Sarah Miller


I DID NOT THINK I'D HEAR FROM YOU

Since you ask, I sold the spaghetti maker
last fall, at a friend’s garage sale.
A college student bought it, my friend’s orange couch,
and a block of wood we had been using
as a makeshift table. The spaghetti maker
was going to be dismantled for a robotics class--
something about the motor--
I tried to explain that paper schematics
rarely convert to working prototypes.
The student… well, you know students.
The spaghetti maker’s gone.

Your watch is at the pawn shop. It paid for my DVD player,
partly. The rest of the money
came from the golf clubs in the attic.
At the time, I thought they were my grandfather’s.
I felt a little guilty. But now that you ask for them,
I find myself enjoying movies even more.

The pawn ticket may be around somewhere,
probably in the garden acting as a label
for the beans or carrots. I was running out of cardboard
toward the end. I never understood gardening
until I locked the door behind you: how rich
the sound of spading dirt could be, or how unexpected
the smell of fresh-dug earth in the morning--
better than coffee. I planted everything.
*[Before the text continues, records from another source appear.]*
Issue #529, opened 2018-01-22
Failure in the EventPipeParsing/Basic Tests (on the V3 format) on the Release build 


vancem:
@adamsitnik you already know about this.  This is for tacking as I want to merge

I have disabled the entire test for now (which is bad).

PR #530, opened 2018-01-23
remove old module name from the cache after update to new name

adamsitnik:
Fix for #529

Background: test passed for Debug, failed for Release.

It turned out, that due to some `#if DEBUG` the debug build was catching some Assert exceptions and ignoring few events.

[Failing Debug.Assert](https://github.com/Microsoft/perfview/blob/de2c10cd79ac2aa384b5694750719f71563990af/src/TraceEvent/TraceLog.cs#L8225) : `moduleFiles.Count >= moduleFilesByName.Count`

Assert is checking whether the total number of modules is bigger or equal the modules by name. It ofc should never be less.

Why it was failing here: some events were coming with `fileName = null` first. They were added to the dictionary with key = `ManagedModule`. Later on, some more events came, it was possible to get the real file name. The were name was being [updated](https://github.com/Microsoft/perfview/blob/de2c10cd79ac2aa384b5694750719f71563990af/src/TraceEvent/TraceLog.cs#L8200) and added to dictionary. The old name was staying.

I decided to remove the old name from the dictionary in that case. The other, less risky solution would be to remove mentioned `Debug.Assert`.

@vancem what do you think?


vancem:
Hello Adam,

I have learned through hard-won experience that the best solutions to tricky bugs, make the number of state transitions as small as possible.   That is, ideally something is set exactly once, but if we can't have that it should be monotonic (it keeps getting 'better' as information arrives).   We I want to avoid is having state 'change over time in a non-monotonic way (it is first one thing than another).  I am trying to apply this principle here.  Thus I would like to avoid the table ever having 'bad' information (a key of 'ManagedModule' if indeed the module did not have a file name (its filePath is null).  
```
It was failing here because some events were coming with fileName = null first. They were added to the dictionary with key = ManagedModule
```
I looked over the code and I don't really see how that happens, and you walk me through it?    

Really the solution I want is that we never put this first 'bad' entry into the table and thus everything is fine.

adamsitnik:
@vancem very good point! I am going to provide a fix with avoiding the problem

To reproduce:

Set conditional breakpoint [here](https://github.com/Microsoft/perfview/blob/de2c10cd79ac2aa384b5694750719f71563990af/src/TraceEvent/TraceLog.cs#L8246) with condition `moduleFile.fileName == null`

image

and debug this test:

image

src/TraceEvent/TraceLog.cs
```diff
@@ -8385,9 +8385,20 @@ IEnumerator<TraceModuleFile> IEnumerable<TraceModuleFile>.GetEnumerator()
...
+                return;
+            
+            var nameBefore = moduleFile.FilePath; // if fileName == null this property returns "ManagedModule"
             moduleFile.fileName = fileName;
             if (moduleFilesByName != null)
+            {
                 moduleFilesByName[fileName] = moduleFile;
+
+                // we have changed the name, so we also need to remove the old name from the dictionary
+                if (moduleFilesByName.ContainsKey(nameBefore))
```
sharwell: :bulb: There is no need for `ContainsKey` here. `Remove` is a NOP if the key isn't present.

adamsitnik: @sharwell thanks! I did not know that

adamsitnik:
@vancem done

vancem:
Thanks for doing this @adamsitnik.    Feel free to merge when tests pass (they are pending now).

adamsitnik:
@vancem tests have passed, but I don't have the rights to merge ;)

You understand? Every last scrap of clothing
you left in this house is buried
under my vegetables.

The garden is chaotic, I admit.
There was an addiction in mixing dirt and water,
in watching all your belongings disappear
under black, sodden earth. There are earthworms,
too; very healthy for the roots, I’m told.
Perhaps not for your cotton shirts.
I will leave th gate unlocked. Consider
the pawn ticket my last words to you. Walk carefully
when you come; stay out of the dirt.
It’s not that I care if your shoes get muddy--
this is not a lesson in civility--
but I am growing something out of what
you left behind, and there is nothing here,
not even the dirt, that is yours to harvest.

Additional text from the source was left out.